Les Troyens de Berlioz inaugure le mandat de Hein Mulders à l'Oper Köln

Xl_isabelle_druet_dans_les_troyens___l_oper_k_ln © Mathhias Jung

Après neuf années de bons et loyaux services passées à la tête de l’Opéra d’Essen, le très francophile Hein Mulders (il a fait l’école du Louvre à Paris) prend les rênes de celui de Cologne en inaugurant son mandat avec Les Troyens d'Hector Berlioz. Déjà à Essen, il avait beaucoup fait pour le Grand Opéra français en montant notamment des ouvrages de Meyerbeer, tel Le Prophète auquel nous avions eu la chance d’assister à l’Aalto Musiktheater (avec John Osborn dans le rôle-titre).
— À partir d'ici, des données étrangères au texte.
PR #14813, opened 2025-01-13
add update notifier

fdncred:
# Description

This PR updates a few things and adds 1 new thing.

1. Update build.rs scripts so that they always build regardless of changes. This allow the version hash to always be accurate without having to "touch" any files to make it right.
2. Adds an update notifier so that nushell will notify you at startup via a println message if there is a more recent version of nushell, _IF_ you have it configured to tell you so.
3. Adds a `$env.config.check_for_new_version` bool to allow this functionality to work.

One key functionality that I thought was interesting with this and that I worked with @hustcer on was to try and make sure it works with nightlies. So, if you have the config setting enabled and you're running a nightly version, it should tell you when there's a new version that is available to download. This way, you can know about it without checking.

What's key from a nightly perspective is (1) the tags are now semver compliant and (2) hustcer now updates the Cargo.toml package.version version number prior to compilation so you can know you're running a nightly version and this PR uses that information to know whether to check the nightly repo or the nushell repo for updates.

This uses the [update-informer](https://docs.rs/update-informer/latest/update_informer/) crate. NOTE that this _informs_ you of updates but does not automatically update. I kind of see this as the first step to eventually having an auto updater.

When running a regular nushell release, update-informer will cache the update-check answer for 24 hours. This is to prevent nushell from checking for a new version every single time you startup nushell for that day. We could increase this interval if people think it should be a different interval.

When running a nightly nushell pre-release, update-informer will cache the update-check answer for 1 hour. So, if you start and stop nushell nightly several times in one hour, it will only check for a new release once. However, once the cache expires, the check will happen again. We could also change this interval if people think it should be a different interval.

# User-Facing Changes
```nushell
# check_for_new_version (bool):
# true: Nushell will check for a new version when starting up
#    If running the nightly version of nushell, this will check for the latest in nushell/nightly
#    If running the stable version of nushell, this will check for the latest stable in nushell/nushell
# false: Nushell will not check for a new version when starting up 
$env.config.check_for_new_version = false
```

It looks something like this when it's notifying you.
```
A new release of nushell nightly is available: v0.101.1-nightly.3 -> v0.101.1-nightly.4
```

# Tests + Formatting

# After Submitting

### DIFF
--- a/crates/nu-cmd-lang/build.rs
+++ b/crates/nu-cmd-lang/build.rs
@@ -1,6 +1,9 @@
 use std::process::Command;
 
 fn main() {
+    // Always rerun the build script regardless of the changes in the source code.
+    println!("cargo:rerun-if-changed=");
+
     // Look up the current Git commit ourselves instead of relying on shadow_rs,
     // because shadow_rs does it in a really slow-to-compile way (it builds libgit2)
     let hash = get_git_hash().unwrap_or_default();
--- a/crates/nu-cmd-lang/build.rs
+++ b/crates/nu-cmd-lang/build.rs
@@ -1,9 +1,6 @@
 use std::process::Command;
 
 fn main() {
-    // Always rerun the build script regardless of the changes in the source code.
-    println!("cargo:rerun-if-changed=");
-
     // Look up the current Git commit ourselves instead of relying on shadow_rs,
     // because shadow_rs does it in a really slow-to-compile way (it builds libgit2)
     let hash = get_git_hash().unwrap_or_default();
--- a/scripts/build.rs
+++ b/scripts/build.rs
@@ -1,5 +1,8 @@
 #[cfg(windows)]
 fn main() {
+    // Always rerun the build script regardless of the changes in the source code.
+    println!("cargo:rerun-if-changed=");
+
     let mut res = winresource::WindowsResource::new();
     res.set("ProductName", "Nushell");
     res.set("FileDescription", "Nushell");
@@ -11,8 +14,10 @@ fn main() {
 
 #[cfg(not(windows))]
 fn main() {
+    // Always rerun the build script regardless of the changes in the source code.
+    println!("cargo:rerun-if-changed=");
+
     // Tango uses dynamic linking, to allow us to dynamically change between two bench suit at runtime.
     // This is currently not supported on non nightly rust, on windows.
     println!("cargo:rustc-link-arg-benches=-rdynamic");
-    println!("cargo:rerun-if-changed=scripts/build.rs");
 }
--- a/scripts/build.rs
+++ b/scripts/build.rs
@@ -1,8 +1,5 @@
 #[cfg(windows)]
 fn main() {
-    // Always rerun the build script regardless of the changes in the source code.
-    println!("cargo:rerun-if-changed=");
-
     let mut res = winresource::WindowsResource::new();
     res.set("ProductName", "Nushell");
     res.set("FileDescription", "Nushell");
@@ -14,10 +11,8 @@ fn main() {
 
 #[cfg(not(windows))]
 fn main() {
-    // Always rerun the build script regardless of the changes in the source code.
-    println!("cargo:rerun-if-changed=");
-
     // Tango uses dynamic linking, to allow us to dynamically change between two bench suit at runtime.
     // This is currently not supported on non nightly rust, on windows.
     println!("cargo:rustc-link-arg-benches=-rdynamic");
+    println!("cargo:rerun-if-changed=scripts/build.rs");
 }
--- a/src/nu_update_informer.rs
+++ b/src/nu_update_informer.rs
@@ -55,11 +55,12 @@ pub fn check_for_latest_nushell_version() {
             println!(
                 "\nA new release of nushell nightly is available: {current_version} -> {new_version}\n"
             );
-        } else {
-            println!(
-                "You're running the latest version of the nushell nightly v{current_version}."
-            );
         }
+        //  else {
+        //     println!(
+        //         "You're running the latest version of the nushell nightly v{current_version}."
+        //     );
+        // }
     } else {
         let normal_pkg_name = "nushell/nushell";
         // By default, this update request is cached for 24 hours so it won't check for a new version
@@ -71,10 +72,11 @@ pub fn check_for_latest_nushell_version() {
             println!(
                 "\nA new release of nushell is available: v{current_version} -> {new_version}\n"
             );
-        } else {
-            println!(
-                "You're running the latest version of the nushell release v{current_version}."
-            );
         }
+        //  else {
+        //     println!(
+        //         "You're running the latest version of the nushell release v{current_version}."
+        //     );
+        // }
     }
 }
--- a/src/nu_update_informer.rs
+++ b/src/nu_update_informer.rs
@@ -44,9 +44,12 @@ pub fn check_for_latest_nushell_version() {
 
     if current_version.contains("nightly") {
         let nightly_pkg_name = "nushell/nightly";
+        // The .interval() determines how long the cached check lives. Setting it to std::time::Duration::ZERO
+        // means that there is essentially no cache and it will check for a new version each time you run nushell.
+        // Let's try out setting it to an hour for nightlies and see how that feels.
         let informer =
             update_informer::new(NuShellNightly, nightly_pkg_name, current_version.clone())
-                .interval(std::time::Duration::ZERO);
+                .interval(std::time::Duration::from_secs(3600));
 
         if let Ok(Some(new_version)) = informer.check_version() {
             println!(
@@ -59,9 +62,10 @@ pub fn check_for_latest_nushell_version() {
         }
     } else {
         let normal_pkg_name = "nushell/nushell";
+        // By default, this update request is cached for 24 hours so it won't check for a new version
+        // each time you run nushell.
         let informer =
-            update_informer::new(registry::GitHub, normal_pkg_name, current_version.clone())
-                .interval(std::time::Duration::ZERO);
+            update_informer::new(registry::GitHub, normal_pkg_name, current_version.clone());
 
         if let Ok(Some(new_version)) = informer.check_version() {
             println!(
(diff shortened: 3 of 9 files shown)


src/nu_update_informer.rs
```diff
@@ -0,0 +1,76 @@
...
+        } else {
+            println!(
+                "You're running the latest version of the nushell nightly v{current_version}."
+            );
+        }
+    } else {
+        let normal_pkg_name = "nushell/nushell";
+        let informer =
+            update_informer::new(registry::GitHub, normal_pkg_name, current_version.clone())
+                .interval(std::time::Duration::ZERO);
```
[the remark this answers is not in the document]
fdncred: Good point @mgrachev. Thanks for the crate and your input. How does the default caching work, meaning what timeframe/duration does it use? Trying to figure out if I should just remove `.interval()` altogether or if I should supply some other custom duration?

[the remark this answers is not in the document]
fdncred: oh wait, I think this is it. once per day? https://github.com/mgrachev/update-informer/blob/f5508849092b9a36d2030e55670636e1552e5013/src/lib.rs#L84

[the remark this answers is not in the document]
fdncred: Now that I think about it, maybe the NuShellNightly registry should be checked at some interval too? Maybe I'll change that interval to an hour.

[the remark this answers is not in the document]
mgrachev: Look good to me now 🙂

mgrachev (approved):

src/nu_update_informer.rs
```diff
@@ -0,0 +1,80 @@
...
+        let informer =
+            update_informer::new(registry::GitHub, normal_pkg_name, current_version.clone());
+
+        if let Ok(Some(new_version)) = informer.check_version() {
+            println!(
+                "\nA new release of nushell is available: v{current_version} -> {new_version}\n"
+            );
+        } else {
+            println!(
+                "You're running the latest version of the nushell release v{current_version}."
```
132ikl, line 76: Would people want to see this each startup? I probably wouldn't use this functionality since I compile my own nightlies, but if I did I would only care if I was on an outdated version. Maybe there could different value for `$env.config.check_for_new_version` for notifying only when outdated instead of always printing that you're running the latest version?

crates/nu-cmd-lang/build.rs
```diff
@@ -1,6 +1,9 @@
 use std::process::Command;
 
 fn main() {
+    // Always rerun the build script regardless of the changes in the source code.
+    println!("cargo:rerun-if-changed=");
```
132ikl, line 5: I'm not sure about re-running the build script every time. I've looked into this issue before because the commit hash/branch being wrong is definitely frustrating, but I wasn't able to figure out any solution other than re-running the build script each time. If you always re-run the build script, cargo has to re-compile and re-link the main Nushell executable each time you `cargo build` or `cargo run` which is not great. It takes nearly a minute on my machine to re-compile and re-link the Nushell executable each time you run `cargo run --release`, whereas on `main` you can run `cargo run --release` as many times as you want and it will run instantly unless you've changed the code. I'm also not sure if this is actually necessary for this PR, since the update checking functionality seems to be less granular than commit hash? Unless the nightly checking does something special with the commit hash that I missed.

Regardless of my concerns above, this doesn't seem to re-run the build script every time. This seems like it *should* work, but it definitely doesn't re-run the build script each time. If I remember correctly you have to point it to a non-existent file or something.

scripts/build.rs
```diff
@@ -11,8 +14,10 @@ fn main() {
 
 #[cfg(not(windows))]
 fn main() {
+    // Always rerun the build script regardless of the changes in the source code.
+    println!("cargo:rerun-if-changed=");
```
132ikl, line 18: The `rerun-if-changed` lines shouldn't be necessary in this build script, since the build script in `nu-cmd-lang` will automatically cause the Nushell executable to be recompiled.

src/nu_update_informer.rs
fdncred: Ya, sure. We could silence the `else` part. I had it in there to confirm it's running whether a new release is found or not.

crates/nu-cmd-lang/build.rs
fdncred: I've confirmed these instructions with the cargo documentation and in my testing, it re-ran the build process each time because in this process it was originally important to have the appropriate hash. I'd rather have an updated and accurate hash. I always touch the file anyway to force a rebuild.

Having said all that, I could remove the build.rs changes, regardless of how I personally feel. I don't _think_ it's as important now because I'm not comparing hashes as I originally was anymore when checking for a new release.

132ikl: It doesn't seem to work for me. If I `cargo build` on `main`, then switch to your branch and run `cargo build -v`, I can see the `nu-cmd-lang` crate is marked as dirty:

```
Dirty nu-cmd-lang v0.101.1 (/home/rose/src/nushell/crates/nu-cmd-lang): the file `crates/nu-cmd-lang/build.rs` has changed (1736802381.239157078s, 29s after last build at 1736802352.039285762s)
```

But if I run it again, `nu-cmd-lang` is marked as fresh, but the main Nushell crate indicates that the `` (empty filename?) file changed:

```
Fresh nu-cmd-lang v0.101.1 (/home/rose/src/nushell/crates/nu-cmd-lang)
[...]
Dirty nu v0.101.1 (/home/rose/src/nushell): the file `` has changed (1736802384.782474796s, 56666417ns after last build at 1736802384.725808379s)
```

and then no matter how many times after that I run it, both `nu-cmd-lang` and `nu` are marked as fresh, and aren't recompiled:

```
Fresh nu-cmd-lang v0.101.1 (/home/rose/src/nushell/crates/nu-cmd-lang)
[...]
Fresh nu v0.101.1 (/home/rose/src/nushell)
```

fdncred: I wonder how come. That's weird. I could also perhaps change it to something like `cargo:rerun-if-env-changed=FORCE_RERUN` where `FORCE_RERUN` is an environment variable and if that env var exists, then rebuild. I haven't tested that out though.

132ikl: that would be nice! I'm not sure exactly how that would work though since you would always need to change it.. I guess you could do something horribly cursed like 

```nushell
$env.config.hooks.pre_prompt = [
  { $env.FORCE_RERUN = (random int) }
]
```

scripts/build.rs
132ikl: We'll still be guaranteed a rebuild if the `nu-cmd-lang` build script is rerun. The top-level build script should only need to be re-run if the build script itself is modified. Regardless of what we do with the `nu-cmd-lang` build script, it should be safe to revert this change and still get the desired behavior of rebuilding each time (since `nu-cmd-lang` is the thing we actually care about getting rebuilt)

crates/nu-cmd-lang/build.rs
fdncred: ya, i was just noticing that it wasn't "if it exists" but "if it changed". I guess the value is cached somewhere. not sure how i feel about a pre-prompt hook. kind of a long way to go just to rebuild. maybe when i was rebuilding other files had changed. i know i tested it over and over again without issue but i'm not sure i did `cargo run`, `exit`, `cargo run`, `exit`, etc to see if it worked.

132ikl: maybe we could point it to a nonexistent file, and then you can `touch` that file if you don't want a rebuild? like:

```
println!("cargo:rerun-if-changed=NO_REBUILD");
```

so if the file doesn't exist, cargo will always rebuild (I don't know why it's like this but for some reason it is), and then if the file is present it won't rebuild. not sure what the default should be, would be good to hear thoughts from other contributors since they would be the ones most affected

132ikl: yea I think it would probably be good to move the build.rs changes to a separate PR if you did want to pursue them further

scripts/build.rs
fdncred: i reverted these changes.

crates/nu-cmd-lang/build.rs
fdncred: reverted

fdncred:
@132ikl I was just thinking. I could also turn this update notifier PR into a built-in command. That would be less intrusive perhaps. I'm not sure it's any better but I'd like to know what you think.

132ikl:
oh yea, i think that would be a good idea. would keep it a bit more flexible and let people handle the update checks how they want (custom startup text, maybe put something in their prompt instead of startup text, etc)

fdncred:
I can work on that but what should the name be. `nu-update check`? we can't use `nu-check` nor `update`. `update check` probably wouldn't be good. `nu-update notifier` is a bit of a mouthful. 🤔

sholderbach:
🚲 🛖 `version check`?

What is the approximate added startup cost of running this (assuming your run of the mill broadband internet connection)?

Can we please use the `native-tls` feature as we use that for our `http` uses of `ureq` as well instead of `rustls`. (something else seems to pull that ecosystem in but I would have to check what)

fdncred:
> 🚲 🛖 version check?

ya, that sounds better than anything I've come up with.

> What is the approximate added startup cost of running this (assuming your run of the mill broadband internet connection)?

I don't notice any difference but it has to have some impact if enabled.

> Can we please use the native-tls ...

Sure, which features from here should we use? maybe native-tls and ureq with default_features = false?
Screenshot 2025-01-13 at 5 32 44 PM

sholderbach:
> native-tls and ureq with default_features = false? oh, and i have to use github too.

That sounds right, not sure if we best defer to github or crates-io for the version source of truth? Will be pretty useless for all the users that use their package manager with some hefty delay.

fdncred:
> That sounds right, not sure if we best defer to github or crates-io for the version source of truth? Will be pretty useless for all the users that use their package manager with some hefty delay.

Maybe I'll change the message to say that a new release is on the github repo.

fdncred:
convert to a draft until I make it a built-in command `version check`.

fdncred:
Closing in favor of https://github.com/nushell/nushell/pull/14880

Et, on le sait, Les Troyens sont une œuvre rare en raison des moyens colossaux requis pour lui rendre justice, et c’est donc affirmer toute l’ambition que nourrit Hein Mulders pour l’opéra de la quatrième ville d’Allemagne que de monter – en y mettant les moyens nécessaires, pour un spectacle durant près de cinq heures – ce qui demeure à nos yeux le plus grand chef-d’œuvre du répertoire lyrique français.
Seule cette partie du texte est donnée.